[Stored data]

-----

PR #2386, opened 2021-12-07
Separate loadOp and clear values

### LINKED ISSUE #1377: Reconsider GPULoadOp "clear"/"zero"

toji:
Fixes #1377.
Split out from #2371.

Flattens out the attachment loadOp/clearValue and gives the clear values defaults. This should address concerns that developers may pick a potentially less efficient path (`"load"`) simply because it's easier to type. Instead they can use `"clear"` to clear to the default value (zeros) and specify a different clear value if one is needed.

***

[PR Preview](https://github.com/tobie/pr-preview#pr-preview) failed to build. _(Last tried on Dec 14, 2021, 9:15 PM UTC)_.

<details>
<summary>More</summary>

:link: [Related URL](https://api.csswg.org/bikeshed/?url=https%3A%2F%2Fraw.githubusercontent.com%2Fgpuweb%2Fgpuweb%2Fae5c97f8d7484b6b4177a7cfdddca7a02e10a97b%2Fspec%2Findex.bs&force=1&md-warning=not%20ready)

```
<html><head>
</head><body>
your request.</p>
in the server error log.</p>
<hr>
</body></html>

```

_If you don't have enough information above to solve the error by yourself (or to understand to which web service the error is related to, if any), please [file an issue](https://github.com/tobie/pr-preview/issues/new?title=Error%20not%20surfaced%20properly&body=See%20gpuweb/gpuweb%232386.)._
</details>

***
<a href="https://pr-preview.s3.amazonaws.com/gpuweb/gpuweb/pull/2386.html" title="Last updated on Jan 25, 2022, 12:56 AM UTC (b65c38e)">Preview</a> | <a href="https://pr-preview.s3.amazonaws.com/gpuweb/gpuweb/2386/89b0dba...b65c38e.html" title="Last updated on Jan 25, 2022, 12:56 AM UTC (b65c38e)">Diff</a>

### DIFF
--- a/spec/index.bs
+++ b/spec/index.bs
@@ -7641,7 +7641,8 @@ dictionary GPURenderPassColorAttachment {
     required GPUTextureView view;
     GPUTextureView resolveTarget;
 
-    required (GPULoadOp or GPUColor) loadValue;
+    GPUColor clearValue;
+    required GPULoadOp loadOp;
     required GPUStoreOp storeOp;
 };
 </script>
@@ -7658,14 +7659,18 @@ dictionary GPURenderPassColorAttachment {
         output for this color attachment if {{GPURenderPassColorAttachment/view}} is
         multisampled.
 
-    : <dfn>loadValue</dfn>
+    : <dfn>clearValue</dfn>
     ::
-        If a {{GPULoadOp}}, indicates the load operation to perform on
-        {{GPURenderPassColorAttachment/view}} prior to executing the render pass.
-        If a {{GPUColor}}, indicates the value to clear {{GPURenderPassColorAttachment/view}}
-        to prior to executing the render pass.
+        Indicates the value to clear {{GPURenderPassColorAttachment/view}} to prior to executing the
+        render pass. If not [=map/exist|provided=] defaults to `{r: 0, g: 0, b: 0, a: 0}`. Ignored
+        if {{GPURenderPassColorAttachment/loadOp}} if not {{GPULoadOp/"clear"}}.
 
-        Note: It is recommended to prefer a clear-value; see {{GPULoadOp/"load"}}.
+    : <dfn>loadOp</dfn>
+    ::
+        Indicates the load operation to perform on {{GPURenderPassColorAttachment/view}} prior to
+        executing the render pass.
+
+        Note: It is recommended to prefer clearing; see {{GPULoadOp/"clear"}} for details.
 
     : <dfn>storeOp</dfn>
     ::
@@ -7719,11 +7724,13 @@ dictionary GPURenderPassColorAttachment {
 dictionary GPURenderPassDepthStencilAttachment {
     required GPUTextureView view;
 
-    required (GPULoadOp or float) depthLoadValue;
+    float depthClearValue = 0;
+    required GPULoadOp depthLoadOp;
     required GPUStoreOp depthStoreOp;
     boolean depthReadOnly = false;
 
-    required (GPULoadOp or GPUStencilValue) stencilLoadValue;
+    GPUStencilValue stencilClearValue = 0;
+    required GPULoadOp stencilLoadOp;
     required GPUStoreOp stencilStoreOp;
     boolean stencilReadOnly = false;
 };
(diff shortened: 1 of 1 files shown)


kainino0x (commented):
PR LGTM, but I think we'll want to talk about this change outside of the editors group.

kvark (approved):

kainino0x:
> PR LGTM, but I think we'll want to talk about this change outside of the editors group.

(To be clear, I am definitely in favor of the change.)

rcelyte:
> a potentially less efficient path (`"load"`)

Really? In my experience (in Chrome) using `"load"` resulted in a 20% or more speedup compared to setting a clear color.

kainino0x:
@rcelyte what OS and GPU? Surprised to see differences that large although I can believe it. Would be great if you have a test case.

The guidance is unfortunately not universal but a tradeoff. I expected to see very small penalties to "clear" on most desktop GPUs but large penalties to "load" on mobile GPUs (but Chrome doesn't have mobile GPU support yet except I think on Mac M1).

rcelyte:
> @rcelyte what OS and GPU?

Manjaro Linux, RX 580

My benchmark simply iterates over a 64x32 grid of viewports, rendering fullscreen quads in each via the sequence below:
```
wgpuCommandEncoderBeginRenderPass()
wgpuRenderPassEncoderSetViewport()
wgpuRenderPassEncoderExecuteBundles()
wgpuRenderPassEncoderEndPass()
```
Using `Load` averages ~8.23ms per frame while `Clear` averages ~10.07ms.
It isn't the most scientific test, but the results are definitive.

Also, I doubt it's significant, but I'd be curious to know how much my WASM->Javascript binding is influencing this, given the dynamic typing involved with the current interface:
```js
loadValue: /*WGPURenderPassColorAttachment.loadOp*/ ? 'load' : {
	r: /*WGPURenderPassColorAttachment.clearColor.r*/,
	g: /*WGPURenderPassColorAttachment.clearColor.g*/,
	b: /*WGPURenderPassColorAttachment.clearColor.b*/,
	a: /*WGPURenderPassColorAttachment.clearColor.a*/
}
```

kainino0x:
This could very well be due to an issue in our Vulkan implementation (@austinEng?). Are you able to test on Windows? Agree it's unlikely to be a bindings issue but maybe you could try unconditionally extracting the clearColor just to see if it makes a difference.

I also have an RX 580 (Windows and Linux) so if have a benchmark you can share I'd be happy to investigate it a bit.

rcelyte:
I don't have a Windows install on hand, but I was able to compile both versions of the benchmark to single html files:
[load.html.txt](https://github.com/gpuweb/gpuweb/files/7893495/load.html.txt) | [clear.html.txt](https://github.com/gpuweb/gpuweb/files/7893496/clear.html.txt)   *(GitHub didn't like the .html extension)*

Note that the 'Clear' version only shows the bottom-rightmost viewport, since the texture is cleared before each pass.

kainino0x:
Thanks! Reproduces on my Mac (Intel GPU) so it's at least not specific to Dawn's Vulkan backend. I do wonder if this has anything to do with lazy clearing though.
Unfortunately crashes in Firefox so I can't easily test wgpu.

Kangz:
Clearing is not free on desktop GPUs and loading is actually more efficient because it is only done on demand if the ROP needs to read back the current framebuffer value. It's not clear how we can do better in WebGPU than to just delegate that decision to the app.

kainino0x:
Editors: To land due to no further comment.

kainino0x:
@toji can you resolve the merge conflicts and land?

PR #2387, opened 2021-12-07
Allow depth/stencil load/store ops only when actually have an effect

### LINKED ISSUE #2131: Refactor API for load/store OP and read-only attachments

toji:
Fixes #2131.
Split out from #2371.

Makes load/storeOp optional like #2371, but keeps the readOnly booleans.

One question about this: Now that we can omit the ops, does it make sense to keep `depthReadOnly` and `stencilReadOnly` separate? We already have validation that says if the format is a combined depth/stencil then they have to match. Why not just have a single `readOnly` that applies to all aspects of the given format?

***

[PR Preview](https://github.com/tobie/pr-preview#pr-preview) failed to build. _(Last tried on Dec 14, 2021, 9:15 PM UTC)_.

<details>
<summary>More</summary>

:link: [Related URL](https://api.csswg.org/bikeshed/?url=https%3A%2F%2Fraw.githubusercontent.com%2Fgpuweb%2Fgpuweb%2Fae5c97f8d7484b6b4177a7cfdddca7a02e10a97b%2Fspec%2Findex.bs&force=1&md-warning=not%20ready)

```
<html><head>
</head><body>
your request.</p>
in the server error log.</p>
<hr>
</body></html>

```

_If you don't have enough information above to solve the error by yourself (or to understand to which web service the error is related to, if any), please [file an issue](https://github.com/tobie/pr-preview/issues/new?title=Error%20not%20surfaced%20properly&body=See%20gpuweb/gpuweb%232387.)._
</details>

### DIFF
--- a/spec/index.bs
+++ b/spec/index.bs
@@ -7321,13 +7321,19 @@ dictionary GPURenderPassDepthStencilAttachment {
          a single [=mipmap level=], single [=array layer=], and all the [=aspects=] in the texture.
     - |this|.{{GPURenderPassDepthStencilAttachment/view}}.{{GPUTexture/[[descriptor]]}}.{{GPUTextureDescriptor/usage}}
         must contain {{GPUTextureUsage/RENDER_ATTACHMENT}}.
-    - If |this|.{{GPURenderPassDepthStencilAttachment/view}}.{{GPUTextureView/[[descriptor]]}}.{{GPUTextureViewDescriptor/format}}
-        is a [=combined depth-stencil format=]:
+    - Let |format| be |this|.{{GPURenderPassDepthStencilAttachment/view}}.{{GPUTextureView/[[descriptor]]}}.{{GPUTextureViewDescriptor/format}}.
+    - If |format| is a [=combined depth-stencil format=]:
         - |this|.{{GPURenderPassDepthStencilAttachment/depthReadOnly}} must be equal to |this|.{{GPURenderPassDepthStencilAttachment/stencilReadOnly}}
-    - If |this|.{{GPURenderPassDepthStencilAttachment/depthReadOnly}} is `true`:
+    - If |format| has a depth aspect and |this|.{{GPURenderPassDepthStencilAttachment/depthReadOnly}} is not `true`:
+        - |this|.{{GPURenderPassDepthStencilAttachment/depthLoadOp}} must [=map/exist|be provided=].
+        - |this|.{{GPURenderPassDepthStencilAttachment/depthStoreOp}} must [=map/exist|be provided=].
+    - Otherwise:
         - |this|.{{GPURenderPassDepthStencilAttachment/depthLoadOp}} must not [=map/exist|be provided=].
         - |this|.{{GPURenderPassDepthStencilAttachment/depthStoreOp}} must not [=map/exist|be provided=].
-    - If |this|.{{GPURenderPassDepthStencilAttachment/stencilReadOnly}} is `true`:
+    - If |format| has a stencil aspect and |this|.{{GPURenderPassDepthStencilAttachment/stencilReadOnly}} is not `true`:
+        - |this|.{{GPURenderPassDepthStencilAttachment/depthLoadOp}} must [=map/exist|be provided=].
+        - |this|.{{GPURenderPassDepthStencilAttachment/depthStoreOp}} must [=map/exist|be provided=].
+    - Otherwise:
         - |this|.{{GPURenderPassDepthStencilAttachment/stencilLoadOp}} must not [=map/exist|be provided=].
         - |this|.{{GPURenderPassDepthStencilAttachment/stencilStoreOp}} must not [=map/exist|be provided=].
 
--- a/spec/index.bs
+++ b/spec/index.bs
@@ -5672,7 +5672,7 @@ dictionary GPUCommandEncoderDescriptor : GPUObjectDescriptorBase {
                 1. If |depthStencilAttachment| is not `null`:
                     1. Let |depthStencilView| be |depthStencilAttachment|.{{GPURenderPassDepthStencilAttachment/view}}.
                     1. If |depthStencilAttachment|.{{GPURenderPassDepthStencilAttachment/depthReadOnly}} and
-                        {{GPURenderPassDepthStencilAttachment/stencilReadOnly}} are set:
+                        {{GPURenderPassDepthStencilAttachment/stencilReadOnly}} are `true`:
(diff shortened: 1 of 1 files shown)


spec/index.bs
```diff
@@ -7241,13 +7241,13 @@ dictionary GPURenderPassDepthStencilAttachment {
     required GPUTextureView view;
 
     float depthClearValue = 0;
-    required GPULoadOp depthLoadOp;
-    required GPUStoreOp depthStoreOp;
+    GPULoadOp depthLoadOp;
+    GPUStoreOp depthStoreOp;
```
kainino0x, line 7245: I think we need validation that requires depthLoad/StoreOp if `view` has depth, and ditto for stencil.

spec/index.bs
```diff
@@ -7322,11 +7322,11 @@ dictionary GPURenderPassDepthStencilAttachment {
...
     - If |this|.{{GPURenderPassDepthStencilAttachment/depthReadOnly}} is `true`:
-        - |this|.{{GPURenderPassDepthStencilAttachment/depthLoadOp}} must be {{GPULoadOp/"load"}}.
-        - |this|.{{GPURenderPassDepthStencilAttachment/depthStoreOp}} must be {{GPUStoreOp/"store"}}.
+        - |this|.{{GPURenderPassDepthStencilAttachment/depthLoadOp}} must not [=map/exist|be provided=].
+        - |this|.{{GPURenderPassDepthStencilAttachment/depthStoreOp}} must not [=map/exist|be provided=].
     - If |this|.{{GPURenderPassDepthStencilAttachment/stencilReadOnly}} is `true`:
-        - |this|.{{GPURenderPassDepthStencilAttachment/stencilLoadOp}} must be {{GPULoadOp/"load"}}.
-        - |this|.{{GPURenderPassDepthStencilAttachment/stencilStoreOp}} must be {{GPUStoreOp/"store"}}.
+        - |this|.{{GPURenderPassDepthStencilAttachment/stencilLoadOp}} must not [=map/exist|be provided=].
+        - |this|.{{GPURenderPassDepthStencilAttachment/stencilStoreOp}} must not [=map/exist|be provided=].
```
kainino0x, line 7329: Something to discuss: Should we also allow them to be set to "load" and "store"? I thought it made sense since that's the effective behavior, but OTOH maybe "store" on a read-only thing is too nonsensical.

kvark: yeah, I don't think we should allow that

kvark:
> Now that we can omit the ops, does it make sense to keep depthReadOnly and stencilReadOnly separate?

This was done in anticipation that we may allow them being separately read-only under some circumstances, in the future.

kvark (approved):

spec/index.bs
toji: Done.

spec/index.bs
toji: I thought one of the points of this refactor was to get rid of the awkward requirement of setting "store" on a read-only attachment? I've updated the PR but have still required that load/store are undefined for read only attachments. Feels cleaner that way, happy to alter it though.

kainino0x: Yeah, we wanted to not _require_ "store", but we could still _allow_ it.

----

The latest revision is more strict than before (and a breaking change) because now it disallows setting depthLoadOp when the attachment doesn't have a depth aspect. I don't think it's worth the breaking change to change that. So I guess that comes out to:

- If format has a depth aspect:
    - If depthReadOnly is false:

        - depthLoadOp/depthStoreOp must be provided

        otherwise:

        - depthLoadOp/depthStoreOp must not be provided

? Specifically this ignores depthReadOnly/depthLoadOp/depthStoreOp entirely if there's no depth aspect.

kvark: That feels weird, honestly. If I don't have something X, and I'm telling WebGPU to do operation A on X, that should be an error, not ignored.

toji: If there's no depth aspect, could we still feasibly support `"clear"`+`"discard"`? Seems like that _might_ work on tilers but fail on other architectures.

In any case, if that's something that can/should be supported then I can see allowing a depth (and stencil) ops when no aspect is present, but otherwise letting developers set those values seems like we're setting up developer expectations of which values will be available in the shaders that can't be fulfilled.

kainino0x: The depth/stencil attachment format is probably used inside the render pass too (even on tilers). E.g. I would expect the tile's depth buffer to actually be 16/24/32-bit according to the format. So if there's no allocated stencil aspect I wouldn't expect it to work. In any case, I am pretty sure none of the APIs allow that.

Maybe we should just have a breaking change here then. Agree it does seem a bit cleaner.

kainino0x (approved):

spec/index.bs
kainino0x: If it'll be breaking should we surface it to the group first?

kvark: > If there's no depth aspect, could we still feasibly support "clear"+"discard"? Seems like that might work on tilers but fail on other architectures.

That sounds like a memory-less (or transient) render target. It's a different feature, and I don't think we discussed it much. Let's not be distracted by it.

kainino0x:
For those coming here from Corentin's email, here's the gist of the breaking change:

Currently:
- depthLoadOp/depthStoreOp are always required. Ignored if the attachment has no depth aspect. Must be {"load","store"} if depthReadOnly=true.
- ditto for stencil

Proposed:
- If there is no writable depth component (there is no depth aspect || depthReadOnly=true), you must not use depthLoadOp/depthStoreOp (they must be unspecified/`undefined`).
- ditto for stencil

The benefits:
- Not requiring load/store ops for aspects that don't exist. (can be done without breaking changes)
- Not allowing load/store ops when it's impossible for any load/store to occur. (requires breaking changes)

kainino0x:
Editors: Landing due to no further comment.

PR #2394, opened 2021-12-08
Reduce patterns

mehmetoguzderin:
These are conversion leftovers from past. They should be tokens like the operator strings and not patterns.

cc: @dneto0 (testing CI)


dneto0 (approved):
Thanks!

PR #2395, opened 2021-12-08
Fix preview version

mehmetoguzderin:
@dneto0

### DIFF
--- a/.github/workflows/preview.yml
+++ b/.github/workflows/preview.yml
@@ -67,6 +67,10 @@ jobs:
           bikeshed update
           mkdir out
           ./compile.sh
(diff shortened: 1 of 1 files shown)


mehmetoguzderin:
This issue is caused by the fact that for safety reasons preview publisher only pulls the spec files and does not change the commit, which is luckily patchable.

dneto0 (approved):
Thanks!

kainino0x (approved):
huh, didn't even realize those source links were there! Does bikeshed generate them?

mehmetoguzderin:
@kainino0x yes but not with commit which @dneto0 added (very helpful change)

-----

■ PROBLEM REQUIREMENTS:
If a line in the records above contains the word "feasibly", copy it.

■ ANSWER AREA:
toji: If there's no depth aspect, could we still feasibly support `"clear"`+`"discard"`? Seems like that _might_ work on tilers but fail on other architectures.
kvark: > If there's no depth aspect, could we still feasibly support "clear"+"discard"? Seems like that might work on tilers but fail on other architectures.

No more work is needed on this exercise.